## Assignment
Your reply should consist of one number: how many lines below contain "must".

## Records to use
PR #1136, opened 2026-07-07
Add `id` lookup to `pagerduty_service` data source

### LINKED ISSUE #1135: data/pagerduty_service: support lookup by `id` (not only `name`)
### Use case

The `pagerduty_service` data source currently only supports lookup by **name** (`name` is `Required`; `id` is `Computed`/output-only). In my setup services are managed declaratively and their **IDs are already pinned in my YAML/config**, so I reliably have the service ID on hand but not always a guaranteed-unique name to search by. Today I'm forced to look a service up by name even when I already know its ID.

### Expected Behavior

Be able to resolve a service by `id`, with the existing name-based lookup still supported:

```hcl
data "pagerduty_service" "by_id" {
  id = "PXXXXXX"
}

data "pagerduty_service" "by_name" {
  name = "My Service"
}
```

### Actual Behavior

`id` is output-only; only `name` (Required) can be supplied. There is no way to fetch a service by ID through the data source — you must search by name, which is a paginated `ListServices` + client-side filter.

### Proposed solution

Make `id` and `name` both `Optional` + `Computed` with an "exactly one of" constraint, and in `Read`, when `id` is provided, call the client's direct `GetServiceWithContext(ctx, id, …)` instead of the paginated `ListServices` search.

This mirrors a pattern **already in this provider**: the `pagerduty_license` data source (`pagerdutyplugin/data_source_pagerduty_license.go`) already accepts either `id` or `name` (both `Optional`+`Computed`). The vendored `go-pagerduty` client already exposes `GetServiceWithContext` (used by the service *resource*), so no new API plumbing is required. As a bonus, fetching by ID is a single API call rather than paginating every service — cheaper on large accounts.

### Willing to contribute

Happy to open a PR (schema + `Read` branch + acceptance test + docs) following the `pagerduty_license` precedent. I wanted to confirm the design — **id-or-name, mutually exclusive** — is what you'd want before implementing. cc @cjgajard, who migrated this data source to the plugin framework, in case there's prior context.

### Environment

- Provider: `PagerDuty/pagerduty` v3.33.x / current `master`
- Affected: data source `pagerduty_service`

### References
- In-repo precedent: `pagerdutyplugin/data_source_pagerduty_license.go` (id-or-name lookup)
- Client method: `go-pagerduty` `GetServiceWithContext`

nikolauspschuetz:
Closes #1135.

### What

Adds the ability to look up a service by **`id`** in the `pagerduty_service` data source. Previously `name` was required and `id` was output-only, so you had to search by name even when the service ID was already known.

### How

- Schema: `id` and `name` are now both `Optional` + `Computed`; exactly one must be provided.
- `Read`: when `id` is set, the service is fetched with a single direct `GetServiceWithContext` request; otherwise the existing paginated name search runs unchanged.
- This mirrors the id-or-name pattern already used by the `pagerduty_license` data source (`pagerdutyplugin/data_source_pagerduty_license.go`), and `GetServiceWithContext` is already vendored and used by the service resource — no new API plumbing or dependencies.

### Why

Services are commonly managed declaratively with their IDs pinned in config, so lookup-by-ID is a natural need. It's also cheaper — one direct GET vs. paginating every service in the account.

### Backward compatibility

Fully backward compatible: existing `name`-based configs are unchanged (`name` simply moved from Required to Optional; `id` gains an input role in addition to being computed).

### Tests

- Added `TestAccDataSourcePagerDutyService_ByID`, which creates a service and resolves it via `id`, asserting the data source returns the same attributes as the resource.
- `go build ./...`, `go vet`, and `gofmt` are clean; the new acceptance test compiles and is skipped without `TF_ACC`.
- I don't have a PagerDuty test token on hand right now, so I haven't run the acceptance test live — happy for CI (or a maintainer) to run it, and I'll follow up if anything needs adjusting.

<sub>Developed with AI assistance (Claude Code); I directed the change and verified build/vet/fmt + test compilation locally.</sub>


nikolauspschuetz:
Hi @cjgajard @imjaroiswebdev — gentle nudge on this one. It adds direct `id` lookup to the `pagerduty_service` data source (a single `GetService` call instead of paginating + name-matching), following the same id-or-name shape as the `pagerduty_license` data source you authored, @cjgajard. Green + has an acceptance test; happy to adjust anything. Thanks!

## Task output
2